- What to produce -
From the entries below, output the line with "Fix MSAN errors in get_env_mutex" and each following line up to and including the line with "When running MSAN", exactly as written.

┌──

PR #166272, opened 2025-10-26
[MPS] Better error checking for FFT ops

malfet:
* #166273
* #166215
* #166214
* __->__ #166272

Namely, error out rather than crash when out dtype is of an unexpected type
Resize output tensor to the expected size in `_out` operation, to prevent crash when tensor of an unexpected size is passed.
Preserve symbolic shapes whenever possible

Test plan: Run `python test_ops.py -v -k test_out_warning_fft_hfft_mps` for MPS device, without this change it crashes with `Error: Invalid KernelDAG, equalShape for destination failed'`, run `python ../test/test_ops.py -v -k test_dtypes_stft_mps`, without this change it crashes with `A complex mlir::Type does not have a corresponding complex MPSDataType"`, when input dtype is bfloat16


kulinseth (approved):

aten/src/ATen/native/mps/operations/FastFourierTransform.mm
```diff
@@ -112,6 +110,12 @@ Tensor _fft_c2c_mps(const Tensor& self, IntArrayRef dim, int64_t normalization,
                          int64_t normalization,
                          int64_t last_dim_size,
                          Tensor& out) {
+  TORCH_CHECK(self.is_complex(), "Input must be complex");
+  TORCH_CHECK(out.scalar_type() == c10::toRealValueType(self.scalar_type()), "Unexpected output type");
+  auto in_sizes = self.sizes();
```
Skylion007: Why not ensure symbolic shape support with sym_sizes? And SymDimVector?

PR #166275, opened 2025-10-26
[Inductor] Prevent kernel fusion with too many unique inputs and outputs

andyanwang:
MTIA triton currently has a limit that it can't support the cases when there are too many input/output buffers. This PR adds the limitation to prevent large fusion with many input/output buffer.

* #166276
* __->__ #166275
* #166274

Differential Revision: [D85509351](https://our.internmc.facebook.com/intern/diff/D85509351/)

### DIFF
--- a/torch/_inductor/scheduler.py
+++ b/torch/_inductor/scheduler.py
@@ -3882,6 +3882,15 @@ class Scheduler:
         if V.graph.sizevars.statically_known_gt(memory_overhead, 32 * bw_saving):
             return True
         return False
+    
+    def fusion_prevent_too_many_reads_and_writes(
+        self, node1: BaseSchedulerNode, node2: BaseSchedulerNode, threshold: int
+    ) -> bool:
+        unique_reads = (node1.read_writes.reads | node2.read_writes.reads) - (
+            node1.read_writes.writes | node2.read_writes.writes
+        )
+        unique_writes = (node2.read_writes.writes) - (node1.read_writes.reads | node2.read_writes.reads)
+        return len(unique_reads) + len(unique_writes) > threshold
 
     def are_long_distant_nodes(
         self, node1: BaseSchedulerNode, node2: BaseSchedulerNode
--- a/torch/_inductor/choices.py
+++ b/torch/_inductor/choices.py
@@ -527,6 +527,17 @@ class InductorChoices:
             WhyNoFuse(node1, node2)("Fusion will increase peak memory")
             return False
 
+        if (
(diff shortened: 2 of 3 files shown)


torch/_inductor/scheduler.py
```diff
@@ -3882,6 +3882,15 @@ def _find_single_user_inputs(
...
             return True
         return False
+    
+    def fusion_prevent_too_many_reads_and_writes(
+        self, node1: BaseSchedulerNode, node2: BaseSchedulerNode, threshold: int
+    ) -> bool:
+        unique_reads = (node1.read_writes.reads | node2.read_writes.reads) - (
+            node1.read_writes.writes | node2.read_writes.writes
+        )
+        unique_writes = (node2.read_writes.writes) - (node1.read_writes.reads | node2.read_writes.reads)
```
eellison: We want all unique reads & writes. To dedpulicate reads/writes, we can use a set as you are doing. But we also need to account for all of the read/writes that would be removed through fusion. 

the reads that are removed through fusion are `node2 reads - node1 writes`.

For the writes, you need to check which of node1's write are [removed through fusion](https://github.com/pytorch/pytorch/blob/f89a7e9fe80fb0f74af52bad892e1afafa57be9c/torch/_inductor/scheduler.py#L4700-L4711). A node1 write may have other readers besides node2. 

once you have the unique reads and writes, you can get all of the unique buffer names to get total io bufs.

eellison (commented):
test ?

torch/_inductor/scheduler.py
```diff
@@ -3883,6 +3883,54 @@ def _find_single_user_inputs(
             return True
         return False
 
+    def fusion_prevent_too_many_reads_and_writes(
```
mlazos, line 3886: This computation is identical to what we compute when fusing two nodes, I think you can probably use the same logic as https://github.com/pytorch/pytorch/blob/37d57ac9cb7f538b812cf1d9851b55b46213fe15/torch/_inductor/dependencies.py#L441 right?

torch/_inductor/scheduler.py
andyanwang: Updated!

torch/_inductor/scheduler.py
andyanwang: let me look into that

andyanwang: @mlazos , I'm not sure if I understand correctly, but the logic of `merge` seems a bit different, as it doesn't remove node2 writes that can be removed.

eellison (approved):

PR #166276, opened 2025-10-26
[Inductor] Prevent large fusion for aten::cat

andyanwang:
Same context as in https://github.com/pytorch/pytorch/pull/166275 :
MTIA triton currently has a limit that it can't support the cases when there are too many input/output buffers. 

This PR adds the limitation to prevent large fusion with many input/output buffer, specifically for aten::cat operator.

* __->__ #166276

in addition to D84571005

Differential Revision: [D84569512](https://our.internmc.facebook.com/intern/diff/D84569512/)


torch/_inductor/lowering.py
```diff
@@ -1846,6 +1859,26 @@ def op_count(x):
...
         return op in (aten.cat.default, aten.constant_pad_nd.default)
 
+    def count_input_buffers(x):
+        """Count the number of input buffers that would be read after fusion."""
+        if isinstance(x, (TensorBox, ir.StorageBox)):
+            return count_input_buffers(unwrap_tensor(x))
+
+        # If it's not a Pointwise operation, it will be a single input buffer
+        if not isinstance(x, ir.Pointwise):
+            return 1
```
eellison: We will also fuse in reductions.. check for `ir.Loops`. See torch.cat(softmax, softmax) + 2

torch/_inductor/lowering.py
```diff
@@ -1846,6 +1859,26 @@ def op_count(x):
...
+
+        # For Pointwise operations, count all the buffers they read
+        total = 0
+        for read in x.get_read_names():
+            total += count_input_buffers(V.graph.get_buffer(read))
```
eellison: Don't we need to recursively check these buffers inputs ?

torch/_inductor/lowering.py
```diff
@@ -1846,6 +1859,26 @@ def op_count(x):
     def additional_pointwise_ops(op: torch._ops.OpOverload):
         return op in (aten.cat.default, aten.constant_pad_nd.default)
 
+    def count_input_buffers(x):
```
eellison: I think we should be getting unique name inputs, then taking sum

andyanwang: I've changed to use a set `counted_buffers` to dedup the input already counted

torch/_inductor/lowering.py
andyanwang: Got it. Changed to check `ir.Loops` instead

torch/_inductor/lowering.py
```diff
@@ -1847,6 +1860,39 @@ def op_count(x):
     def additional_pointwise_ops(op: torch._ops.OpOverload):
         return op in (aten.cat.default, aten.constant_pad_nd.default)
 
+    def count_input_buffers(x, counted_buffers=None):
+        """Count the number of unique input buffers that would be read after fusion."""
+        if counted_buffers is None:
+            counted_buffers = OrderedSet()
```
eellison, line 1866: can we always pass in counted_buffers, and not return anythign ? This function is written in a way that's sort of unclear if we're writing to the input, or returning an output.

torch/_inductor/lowering.py
```diff
@@ -1847,6 +1860,39 @@ def op_count(x):
...
+
+        if isinstance(x, (TensorBox, ir.StorageBox)):
+            return count_input_buffers(unwrap_tensor(x), counted_buffers)
+
+        # If it's not a fusable operation (Loops which includes Pointwise and Reduction),
+        # it will be a single input buffer that we need to count if not already counted
+        if not isinstance(x, ir.Loops):
+            # Get a unique identifier for this buffer
+            buffer_name = getattr(x, "name", id(x))
```
eellison, line 1875: do you want to factor out htis and call it ? https://github.com/pytorch/pytorch/blob/95a25fd072b1a36654a8c6d059b9b253143ca099/torch/_inductor/lowering.py#L3970-L3977

torch/_inductor/lowering.py
```diff
@@ -1847,6 +1860,39 @@ def op_count(x):
...
+                counted_buffers.add(buffer_name)
+                return 1
+            return 0
+
+        # For fusable operations (Pointwise, Reduction), recursively count their input buffers
+        total = 0
+        for read in x.get_read_names():
+            total += count_input_buffers(V.graph.get_buffer(read), counted_buffers)
+
+        return total
```
eellison, line 1886: We should be recursively gathering all inputs read, and then counting, so that we dont double count.

eellison (commented):
Not sure we're doing deduping correctly

PR #166278, opened 2025-10-26
Remove not needed code path. 

laithsakka:
* __->__ #166278

I accepted a PR that added this code, but re-examining it now, I'm questioning the approach. It seems like we're working around an issue with the inductor generating incorrect sizes. A comment suggests it might be related to unsqueezed u0 values. Removing this code didn't cause any failures, so I'll take it out and address the root issue if it arises.


Lucaskabela (approved):
Thanks for minimizing - I think we are correct in saying this change wasn't needed

PR #166423, opened 2025-10-28
Fix MSAN errors in get_env_mutex

pganssle-google:
When running MSAN over PyTorch, this is detected as `use-of-uninitialized-value` and should be heap-allocated.

Also noticed that both `std::optional` and `std::string` are being used without the headers directly included, so that has been updated in this PR as well.

### DIFF
--- a/c10/util/env.cpp
+++ b/c10/util/env.cpp
@@ -3,7 +3,9 @@
 #include <fmt/format.h>
 #include <cstdlib>
 #include <mutex>
+#include <optional>
 #include <shared_mutex>
+#include <string>
 
 namespace c10::utils {
 
--- a/c10/util/env.cpp
+++ b/c10/util/env.cpp
@@ -9,9 +9,10 @@
 
 namespace c10::utils {
 
-static std::shared_mutex& get_env_mutex() {
-  static std::shared_mutex env_mutex;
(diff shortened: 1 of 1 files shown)


jkammerl:
I believe it is actually a true positive case. By defining the static object std::shared_mutex env_mutex, its destructor among other destructors will be called in an arbitrary order and it can be freed while other threads may still access it. We do see a unit test that runs into that problem. Creating the object with new, we ensure that the destructor is actually never called.

c10/util/env.cpp
```diff
@@ -3,13 +3,15 @@
...
 #include <shared_mutex>
+#include <string>
 
 namespace c10::utils {
 
-static std::shared_mutex& get_env_mutex() {
-  static std::shared_mutex env_mutex;
-  return env_mutex;
+std::shared_mutex& get_env_mutex() {
+  static std::shared_mutex* env_mutex = new std::shared_mutex();
```
cyyever, line 14: Add a comment for pointing out the deliberate leakage?

cyyever (approved):

c10/util/env.cpp
pganssle-google: Oops, sorry I missed this. Done.

PR #166299, opened 2025-10-27
[xpu][feature] Introduce ExpandableSegment for XPU

guangyey:
Stack from [ghstack](https://github.com/ezyang/ghstack) (oldest at bottom):
* #166495
* #166424
* #166292
* __->__ #166299
# Motivation
This PR intends to add `ExpandableSegment` struct, which is used to help support the expandable segment feature. I split it to a single PR to facilitate the code review.

PR #166292, opened 2025-10-27
[xpu][feature] Support expandable segment feature for XPU

guangyey:
Stack from [ghstack](https://github.com/ezyang/ghstack) (oldest at bottom):
* #166495
* #166424
* __->__ #166292
* #166299
# Motivation
This PR intends to add expandable segment feature support on XPU. This will help
- Reduce memory fragmentation;
- Gradually map physical pages into virtual address space as needed.

# Additional Context
The traditional caching allocator frequently allocates and frees device memory blocks. However, over time, with varying tensor size, the device address space becomes fragmented. Even when there's enough total free memory, a lack of contiguous space can cause large allocations to fail.
The **expandable segment** feature addresses this by dynamically extending physical memory within a reserved virtual address range, reducing fragmentation and minimizing reallocation overhead.
The potential drawbacks are
- Virtual memory overhead;
- Potential page mapping overhead;
- Increased complexity.

PR #166424, opened 2025-10-28
[xpu][feature] Introduce PeerToPeerAccess API for XPU

guangyey:
* #166495
* __->__ #166424
* #166292
* #166299
# Motivation
This PR introduces support for peer-to-peer (P2P) access between devices, including querying and enabling P2P connections between two devices.
It supports two categories of allocations:
- Regular allocations;
- Expandable segment allocations.

# Additional Context
The follow-up is that we should use this feature to optimize our copy kernel when P2P is supported.


c10/xpu/XPUCachingAllocator.cpp
```diff
@@ -1209,6 +1224,14 @@ class XPUAllocator : public DeviceAllocator {
     assertValidDevice(device);
     device_allocators[device]->resetAccumulatedStats();
   }
+
+  void enablePeerAccess(c10::DeviceIndex dev, c10::DeviceIndex dev_to_access) {
+    assertValidDevice(dev);
+    assertValidDevice(dev_to_access);
+    c10::xpu::get_raw_device(dev).ext_oneapi_enable_peer_access(
```
gujinghui, line 1239: Should we handle the exception if failed? Or, you assume the ext_oneapi_can_access_peer already checked before calling here?

aten/src/ATen/xpu/PeerToPeerAccess.cpp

└──

- Answer box -
Fix MSAN errors in get_env_mutex

pganssle-google:
When running MSAN over PyTorch, this is detected as `use-of-uninitialized-value` and should be heap-allocated.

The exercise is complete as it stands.